The memo, written by attorneys from Fagen Friedman & Fulfrost, LLP, a law firm that represents the school district, outlines two potential avenues for changing the election system. Both would start with the school board writing a public resolution asking the city to amend its charter. The board could do this as soon as its next school board meeting on April 13, based on the timeline proposed in 2020.
Then, one path would be for the city to put an amendment to the charter up for a vote, in which case drafts of the district boundaries would be discussed during two public hearings.
Alternatively, the school board could introduce its resolution and ask the city for a waiver to bypass the election process altogether.
The vast majority of the school board’s discussions are held in public, during school board meetings that feature online agendas posted at least three days in advance. These rules are outlined in California’s Brown Act, which requires elected officials to do their business in public.
Some discussions are allowed to take place behind closed doors. Public officials can meet in closed session to discuss ongoing or pending litigation, negotiations with labor unions, and matters involving individual employees.

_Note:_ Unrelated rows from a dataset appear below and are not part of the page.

PR #591, opened 2022-05-27
Manually convert Url::url to String in order to include the default port

### LINKED ISSUE #587: Unable to connect via the default port
`cargo-contract` uses `url` library to parse the command line argument to `url::Url` and then converts it back to `String` while passing to `subxt::ClientBuilder`. 

The whole `url` lib operates under the assumption that if the default port for a particular protocol is used, it is represented as `None` variant. For some reason it doesn't care to include that default port when converting `Url` to `String`:
https://play.rust-lang.org/?version=stable&mode=debug&edition=2021&gist=59e7111b1aa5c5542e1127c1f13b88ec 

So that whole `String` -> `Url` -> `String` conversion results in the port value being lost in case the default port was used. `subxt::ClientBuilder` rejects to use an address without a port.

h4nsu:
Fixes #587

### DIFF
--- a/src/cmd/extrinsics/mod.rs
+++ b/src/cmd/extrinsics/mod.rs
@@ -111,6 +111,18 @@ impl ExtrinsicOpts {
     pub fn verbosity(&self) -> Result<Verbosity> {
         TryFrom::try_from(&self.verbosity)
     }
+
+    /// Convert URL to String without omitting the default port
+    pub fn url_to_string(&self) -> String {
+        let mut res = self.url.to_string();
+        match (self.url.port(), self.url.port_or_known_default()) {
+            (None, Some(port)) => {
+                res.insert_str(res.len() - 1, &format!(":{}", port));
+                res
+            }
+            _ => res,
+        }
+    }
 }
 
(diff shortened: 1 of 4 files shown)


src/cmd/extrinsics/mod.rs
```diff
@@ -111,6 +111,18 @@ impl ExtrinsicOpts {
...
         TryFrom::try_from(&self.verbosity)
     }
+
+    /// Convert URL to String without omitting the default port
+    pub fn url_to_string(&self) -> String {
+        let mut res = self.url.to_string();
+        match (self.url.port(), self.url.port_or_known_default()) {
+            (None, Some(port)) => {
+                res.insert_str(res.len() - 1, &format!(":{}", port));
+                res
```
ascjones, line 121:
```suggestion
                format!("{res}:{port}"));
```

h4nsu: That doesn't work due to trailing `/`. Your solution produces `wss://your.address/:443` when what we need is `wss://your.address:443/`

ascjones (approved):
Thanks!

PR #594, opened 2022-05-30
Fix `instantiate_with_code` with already uploaded code

### LINKED ISSUE #589: ERROR: Failed to find CodeStored event
The error `Failed to find CodeStored event` is always emitted when a contract is instantiated using this command:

The district’s decision to have this discussion during closed session could be a violation of the Brown Act, according to a first amendment attorney contacted by Berkeleyside, though his interpretation of the Brown Act is contested.
“This is antithetical to the letter and spirit of the Brown Act, which is all about transparency and accountability in official decision making,” said David Loy, legal director at the First Amendment Coalition.
“What you don’t want to have happen is a superficially open session, which is simply choreographed and scripted beforehand in closed session,” he said. “The public has a right to know that that is even on the table for discussion, so that they can appear and comment and speak to their elected representatives and be part of that debate.”
Loy said that, for the most part, conversations on potential lawsuits should happen in open sessions. In his more narrow interpretation of the law, a closed session should be warranted if the “facts and circumstances” revealed during the discussion might result in a lawsuit.
But an attorney who has represented public agencies in Brown Act litigation said anything that has the potential to result in a lawsuit warrants a closed session discussion.
“I believe that a series of occurrences, for example, the passage of the CVRA along with changing demographics, would qualify as ‘facts and circumstances’ that would justify a closed session,” Jeff Ballinger, of the law firm Best Best & Krieger, wrote in an email to Berkeleyside.
Superintendent Stephens said the district is aware of and complies with Brown Act rules. “[W]e always follow counsel’s advice on such matters. We are confident that this particular item was appropriately agendized,” he said in the emailed statement.
In December, Berkeley’s Fair Elections public funding program was expanded to cover school board candidates, as well as candidates for city auditor and the Rent Stabilization Board. The change is intended to lower the financial barriers for individuals to run for elected office.
By the end of the closed session, the school board could recommend whether to move forward with the change and introduce the topic at an upcoming meeting, or decide to maintain at-large elections.
If the district decides to keep its at-large election system, there will be no public discussion on the matter.
Correction: A previous version of this story mischaracterized legal advice received by the Berkeley school board. The board was briefed on the legal risks of maintaining at-large elections, but its attorneys did not recommend a specific course of action.